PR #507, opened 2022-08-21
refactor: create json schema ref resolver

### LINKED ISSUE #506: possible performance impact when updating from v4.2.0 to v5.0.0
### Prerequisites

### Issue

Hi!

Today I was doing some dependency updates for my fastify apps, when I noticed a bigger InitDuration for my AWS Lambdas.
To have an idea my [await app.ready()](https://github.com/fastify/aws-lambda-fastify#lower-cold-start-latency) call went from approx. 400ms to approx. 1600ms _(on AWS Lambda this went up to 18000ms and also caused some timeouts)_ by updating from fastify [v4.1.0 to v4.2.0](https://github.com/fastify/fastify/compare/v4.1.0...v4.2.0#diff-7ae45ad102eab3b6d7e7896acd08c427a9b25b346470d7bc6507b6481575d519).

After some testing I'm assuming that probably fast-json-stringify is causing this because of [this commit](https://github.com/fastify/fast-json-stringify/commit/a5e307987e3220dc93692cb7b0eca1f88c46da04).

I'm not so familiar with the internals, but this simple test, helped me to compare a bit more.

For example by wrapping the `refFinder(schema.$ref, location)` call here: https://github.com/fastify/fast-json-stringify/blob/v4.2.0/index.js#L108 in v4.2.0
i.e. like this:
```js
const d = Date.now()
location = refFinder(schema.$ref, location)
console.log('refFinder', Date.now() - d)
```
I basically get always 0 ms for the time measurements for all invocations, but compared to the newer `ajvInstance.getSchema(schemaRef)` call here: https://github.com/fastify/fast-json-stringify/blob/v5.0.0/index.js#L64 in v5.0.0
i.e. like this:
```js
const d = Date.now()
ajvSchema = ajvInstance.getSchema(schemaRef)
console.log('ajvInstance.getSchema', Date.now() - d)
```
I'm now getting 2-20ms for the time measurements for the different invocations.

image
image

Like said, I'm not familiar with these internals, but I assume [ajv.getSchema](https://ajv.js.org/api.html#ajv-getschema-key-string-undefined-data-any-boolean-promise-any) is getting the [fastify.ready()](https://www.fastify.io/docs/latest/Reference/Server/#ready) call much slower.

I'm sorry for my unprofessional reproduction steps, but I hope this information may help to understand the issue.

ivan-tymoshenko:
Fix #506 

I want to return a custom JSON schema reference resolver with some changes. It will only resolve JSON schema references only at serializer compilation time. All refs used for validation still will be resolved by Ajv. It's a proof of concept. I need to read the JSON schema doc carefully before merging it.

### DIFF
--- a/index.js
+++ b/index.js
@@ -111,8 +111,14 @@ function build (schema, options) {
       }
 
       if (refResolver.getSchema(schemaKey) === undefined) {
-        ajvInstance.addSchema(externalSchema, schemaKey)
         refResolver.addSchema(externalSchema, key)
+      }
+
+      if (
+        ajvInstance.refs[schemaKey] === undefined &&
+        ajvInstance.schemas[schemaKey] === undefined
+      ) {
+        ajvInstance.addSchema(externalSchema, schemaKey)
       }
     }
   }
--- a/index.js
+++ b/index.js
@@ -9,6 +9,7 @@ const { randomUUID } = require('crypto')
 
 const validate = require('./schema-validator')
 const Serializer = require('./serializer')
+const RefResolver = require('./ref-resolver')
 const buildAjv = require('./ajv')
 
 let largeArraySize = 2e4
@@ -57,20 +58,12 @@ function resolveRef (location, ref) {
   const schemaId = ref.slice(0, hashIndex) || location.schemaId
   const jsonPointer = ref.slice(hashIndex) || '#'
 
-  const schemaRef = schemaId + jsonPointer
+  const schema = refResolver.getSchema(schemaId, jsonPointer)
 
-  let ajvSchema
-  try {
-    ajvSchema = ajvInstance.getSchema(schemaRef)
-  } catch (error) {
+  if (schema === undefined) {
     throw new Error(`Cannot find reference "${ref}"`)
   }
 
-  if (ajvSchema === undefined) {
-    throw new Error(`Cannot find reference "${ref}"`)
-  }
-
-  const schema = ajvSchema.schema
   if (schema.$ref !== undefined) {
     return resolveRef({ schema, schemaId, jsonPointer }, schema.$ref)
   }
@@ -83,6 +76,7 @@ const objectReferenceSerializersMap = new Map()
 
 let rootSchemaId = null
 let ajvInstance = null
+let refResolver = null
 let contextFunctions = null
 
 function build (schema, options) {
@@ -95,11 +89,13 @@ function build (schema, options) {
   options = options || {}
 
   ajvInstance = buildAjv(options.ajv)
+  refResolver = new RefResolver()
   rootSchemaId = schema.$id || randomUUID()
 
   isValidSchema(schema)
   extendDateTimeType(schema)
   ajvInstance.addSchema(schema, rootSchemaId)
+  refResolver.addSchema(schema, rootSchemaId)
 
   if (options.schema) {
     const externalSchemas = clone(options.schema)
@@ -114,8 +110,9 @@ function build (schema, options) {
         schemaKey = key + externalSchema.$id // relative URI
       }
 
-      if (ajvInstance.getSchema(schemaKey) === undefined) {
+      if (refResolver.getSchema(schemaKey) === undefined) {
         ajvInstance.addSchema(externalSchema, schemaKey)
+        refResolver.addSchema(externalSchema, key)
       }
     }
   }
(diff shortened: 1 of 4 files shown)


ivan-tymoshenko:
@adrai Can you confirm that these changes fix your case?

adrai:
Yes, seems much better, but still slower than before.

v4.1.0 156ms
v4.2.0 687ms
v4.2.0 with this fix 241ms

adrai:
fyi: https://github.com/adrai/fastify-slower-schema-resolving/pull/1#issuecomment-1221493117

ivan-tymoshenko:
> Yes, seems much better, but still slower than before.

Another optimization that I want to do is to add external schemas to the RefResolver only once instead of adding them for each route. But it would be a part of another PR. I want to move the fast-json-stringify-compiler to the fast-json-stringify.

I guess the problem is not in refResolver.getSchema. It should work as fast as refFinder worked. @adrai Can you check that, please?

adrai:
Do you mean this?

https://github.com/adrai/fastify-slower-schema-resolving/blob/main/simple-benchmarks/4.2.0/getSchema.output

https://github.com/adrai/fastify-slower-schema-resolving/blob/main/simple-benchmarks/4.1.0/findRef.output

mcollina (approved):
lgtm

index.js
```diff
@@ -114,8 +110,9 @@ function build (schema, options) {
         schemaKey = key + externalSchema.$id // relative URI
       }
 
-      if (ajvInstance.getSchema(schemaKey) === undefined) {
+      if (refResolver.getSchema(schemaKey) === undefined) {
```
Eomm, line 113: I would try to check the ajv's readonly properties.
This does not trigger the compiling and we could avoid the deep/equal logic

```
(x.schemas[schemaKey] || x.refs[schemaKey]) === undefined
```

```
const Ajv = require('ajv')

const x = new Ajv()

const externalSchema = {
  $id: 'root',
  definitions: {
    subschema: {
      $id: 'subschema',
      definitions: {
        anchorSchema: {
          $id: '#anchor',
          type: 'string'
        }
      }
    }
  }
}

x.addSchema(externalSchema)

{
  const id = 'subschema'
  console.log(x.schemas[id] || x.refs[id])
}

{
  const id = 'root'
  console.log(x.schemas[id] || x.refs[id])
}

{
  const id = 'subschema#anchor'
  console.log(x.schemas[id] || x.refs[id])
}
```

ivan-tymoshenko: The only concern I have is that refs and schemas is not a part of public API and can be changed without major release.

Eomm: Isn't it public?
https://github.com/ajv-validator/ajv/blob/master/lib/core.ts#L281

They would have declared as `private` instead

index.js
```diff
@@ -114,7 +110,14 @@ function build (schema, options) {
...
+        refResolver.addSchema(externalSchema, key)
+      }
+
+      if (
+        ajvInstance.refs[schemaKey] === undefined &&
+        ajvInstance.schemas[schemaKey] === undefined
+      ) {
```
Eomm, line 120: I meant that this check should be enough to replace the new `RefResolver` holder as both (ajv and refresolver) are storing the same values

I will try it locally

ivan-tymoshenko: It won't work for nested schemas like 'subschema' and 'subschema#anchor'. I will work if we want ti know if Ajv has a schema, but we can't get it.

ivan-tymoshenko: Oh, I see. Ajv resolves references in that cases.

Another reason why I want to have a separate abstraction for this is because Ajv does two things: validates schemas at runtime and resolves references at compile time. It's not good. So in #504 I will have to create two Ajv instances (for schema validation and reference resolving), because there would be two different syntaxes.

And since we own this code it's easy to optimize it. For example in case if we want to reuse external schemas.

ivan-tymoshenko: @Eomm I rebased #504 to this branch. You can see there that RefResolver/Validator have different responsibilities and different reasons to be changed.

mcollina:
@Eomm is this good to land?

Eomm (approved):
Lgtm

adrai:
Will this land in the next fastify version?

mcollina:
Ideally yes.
____
## What is required:
Go through the records above and, whenever a line includes the word "options", copy it.

## Expected answer:
@@ -111,8 +111,14 @@ function build (schema, options) {
 function build (schema, options) {
@@ -95,11 +89,13 @@ function build (schema, options) {
   options = options || {}
   ajvInstance = buildAjv(options.ajv)
   if (options.schema) {
     const externalSchemas = clone(options.schema)
@@ -114,8 +110,9 @@ function build (schema, options) {
@@ -114,8 +110,9 @@ function build (schema, options) {
@@ -114,7 +110,14 @@ function build (schema, options) {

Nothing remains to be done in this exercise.